Improve QOS Round-Robin object allocator 5 MDS, LOV 18547 Improve LOV QOS allocator to always do weighted round-robin allocation, instead of degrading into weighted random allocations once the OST free space becomes imbalanced. This evens out allocations continuously, avoids crazy/bad OST allocation imbalances when QOS becomes active, and allows adding weighting for things like current load, OST RAID rebuild, etc.
All RPCs pass a lock handle 5 DLM, RPC 22849 For protocol correctness, and improved performance, it would be desirable for all RPCs that are done with a client lock held to send the lock handle along with the request. For OST requests this means all read, write, truncate operations (unless "lockless") should include a lock handle. This allows the OST to validate the request is being done by a client that holds the correct locks, and allows lockh->lock->object lookups to avoid OI or inode lookups in most cases.
Readdir Object Statahead 5 VFS, DLM 18526 Enhancement of current statahead to do object glimpse asynchronously once inode stathead has returned layout information. Preferred solution is readdir+ or SOM, but this could help in the short term, and would still be useful for open files and does not affect the network protocol so could be removed when those features are available.
Imperative recovery 6 recovery, RPC 18767 Reduce recovery time by having the server notify clients after recovery has completed instead of waiting for the client to timeout the RPC before it begins recovery.
Simplified Interoperability 6 RPC, VFS 18496 Clean up client state before server upgrade to minimize or eliminate the need to have message format interoperability. The client only needs to track open files, and all other state (locks, cached pages, etc) can be dropped and re-fetched as needed from the server.

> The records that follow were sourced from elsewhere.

PR #659, opened 2026-09-06
Fix uninitialized ctx pointer dereference in eglglue_context_create_offscreen

Dikluwe:
## Summary

surface_attrib[] read ctx->width/ctx->height to build its EGL_WIDTH/
EGL_HEIGHT attributes, but ctx was an uninitialized local pointer at
that point -- it is only assigned a few lines later by
eglglue_contextdata_init(width, height). Every call dereferenced a
wild pointer before doing anything else.

Confirmed with a debugger-backed reproducer calling the real, exported
eglglue_context_create_offscreen() directly: it segfaults reliably
(SIGSEGV) at gl_egl.cpp:288 on real EGL/GPU hardware, independent of
Coin's GLX/EGL runtime auto-selection (this bypasses COIN_EGL and
gl.cpp's check_egl() entirely by calling the glue entry point
directly). Reaching this function at runtime requires a build with
HAVE_EGL (COIN_BUILD_EGL=ON, EGL dev libs found) and, when GLX is also
available, either COIN_BUILD_GLX=OFF (EGL becomes the only backend) or
the COIN_EGL=1 environment variable / an already-current EGL context
at runtime (gl.cpp check_egl()).

Fix: use the width/height function parameters directly instead of
ctx->width/ctx->height. eglglue_contextdata_init() sets
ctx->width = width and ctx->height = height a few lines down, so this
is provably the same value, not an invented default, and removes the
dependency on ctx for this array entirely.

Added a standalone reproducer (testsuite/reproducers/gl-egl-uninitialized-ctx/)
that calls the real glue function against a built libCoin.so and, via
an LD_PRELOAD shim intercepting eglCreatePlatformWindowSurface/
PixmapSurface, verifies the EGL_WIDTH/EGL_HEIGHT values actually
reaching EGL equal the requested size. Not wired into the default
ctest run since it needs real EGL headers/lib and ideally a real GPU,
which CI runners may lack; run manually via run.sh <build>/lib.

---

### DIFF
--- a/src/glue/gl_egl.cpp
+++ b/src/glue/gl_egl.cpp
@@ -282,11 +282,15 @@ eglglue_context_create_offscreen(unsigned int width, unsigned int height)
     EGL_NONE
   };
 
+  // Use the width/height arguments directly: ctx is not assigned until
+  // eglglue_contextdata_init() below, and eglglue_contextdata_init()
+  // sets ctx->width/ctx->height to exactly these values, so there is
+  // no need to (and, before ctx exists, no way to) read them off ctx.
   EGLAttrib surface_attrib[] = {
     EGL_TEXTURE_FORMAT, EGL_TEXTURE_RGBA,
     EGL_TEXTURE_TARGET, EGL_TEXTURE_2D,
-    EGL_WIDTH, (EGLint) ctx->width,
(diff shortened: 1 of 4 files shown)


VolkerEnderlein:
Thanks for the contribution.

Change client recovery to re-open files from open file handles instead of from saved RPCs.
Enhanced OST Pools Support 6 MDS, LOV Improve OST pools support to allow mandatory OST enforcement (i.e. only allow specific users to access certain pools, including the default "all OSTs" pool), more complex policy specification (e.g. select a fallback pool on ENOSPC). Allow default initial file placement policies (e.g., server pool, stripe width) to be defined based on cluster membership (NID, UID, GID).

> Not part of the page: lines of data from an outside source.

PR #660, opened 2026-09-06
Fix -Wignored-qualifiers: drop meaningless top-level const on cast targets

Dikluwe:
## Summary

Both of the 34 warnings (8 distinct SoMFxxx::setValues() instantiations
plus 26 instantiations of the SO_SET_OVERRIDE macro) came from a single
macro-expansion site each:

- SoSubField.h's SO_MFIELD_VALUE_SOURCE macro:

Replay Signatures 6 RPC, recovery 18547 Allow MDS/OSS to determine if client can legitimately replay an RPC, by digitally signing it at processing time and verifying the signature at replay time.

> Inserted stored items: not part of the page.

PR #664, opened 2026-09-06
Fix -Wmaybe-uninitialized warnings (41 sites, 2 root causes)

Dikluwe:
## Summary

39 of the 41 sites all trace back to the single 'obj' local in
SbHash<Key,Type>::operator[] (src/misc/SbHash.h:353): it declares
Type * obj uninitialized, tries getP(key,obj) and, on miss, does
put()+getP() again to fill it in, falling back to assert(false) if
that second getP still fails. Since assert() is compiled out under
NDEBUG, that fallback leaves obj uninitialized for the unconditional
`return *obj;` right after -- a real (if practically unreachable,
since a getP() immediately following a successful put() on the same
key should always succeed) uninitialized-pointer dereference in
release builds. Every instantiation of this template (SoBase's
name/object dictionaries, SoContextHandler, SoConfigSettings via
SbString::operator=, and SoGLDriverDatabaseP's 34 feature-lookup call
sites) inherited the same warning. Fixed at the root by initializing
`Type * obj = NULL;`, so the "should never happen" path now derefs a
null pointer -- a clean, diagnosable crash -- instead of reading
garbage.

The remaining 2 sites (SoShaderParameter.cpp:723, CGGLenum type/tform
in SoShaderStateMatrixParameter::updateParameter) are the same
assert-is-a-noop-in-release hazard: both are set inside a switch over
an SoSFEnum field, with only assert(0 && "illegal ...") in the
default case. Fixed by pre-initializing each to the field's own
documented default enum value (MODELVIEW / IDENTITY), mirroring how
the sibling updateValue() method in the same class already
pre-initializes its `matrix` local before an identical switch.

master except -Wmaybe-uninitialized 41->0 (859->818 total, zero

---

### DIFF
--- a/src/misc/SbHash.h
+++ b/src/misc/SbHash.h
@@ -350,7 +350,7 @@ class SbHash {
   }
 
   Type & operator[](const Key & key) {
-    Type * obj;
+    Type * obj = NULL;
     if (!getP(key,obj)) {
       Type dummy = Type();
       if (!put(key,dummy)) assert(false);
--- a/src/shaders/SoShaderParameter.cpp
+++ b/src/shaders/SoShaderParameter.cpp
@@ -700,7 +700,7 @@ SoShaderStateMatrixParameter::updateParameter(SoGLShaderObject *shader)
   this->ensureParameter(shader);
 
   if (shader->shaderType() == SoShader::CG_SHADER) {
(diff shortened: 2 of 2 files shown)


VolkerEnderlein:
Thanks.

Network Request Scheduler (NRS) 6 RPC, OST, benchmarking 13634 Order IO (and possibly metadata) requests by client, file offset, priority, etc in order to improve overall back-end efficiency and/or provide QOS to clients. Dynamically change the number of RPCs in flight for each client to balance the RPC traffic at the server. Previous research done by Sun shows this can significantly improve overall performance.
Lustre Block Device 6 VFS, LOV 5498 Lustre object lloop driver exports block device to userspace, bypassing filesystem. Code partly works and is part of 1.6.4+, but has correctness issues and potential performance problems. It needs to be ported to newer kernels.
Swap on Lustre 7 VFS, VM 5498 Depends on the Lustre block device. Has problems when working under memory pressure, which makes it mostly useless until those problems are fixed.
OST Space Management (Basic) 7 HSM, MDS, LOV 13107 Simple migration capability - transparently migrate objects/files between OSTs (blocking application writes, or aborting migration during contention); evacuate OSTs and move file data to other OSTs; add new OST and balance data on it. The OST doesn't really need to understand this, only the MDS (for LOV EA rewrite) and client (LOV EA rewrite). The HSM project implements layout lock support and policy engine for automatic space management. An ioctl that allows transparently changing an MDS inode to point to the migrated object(s) instead of the original object(s) and then scheduling the old object(s) for destruction.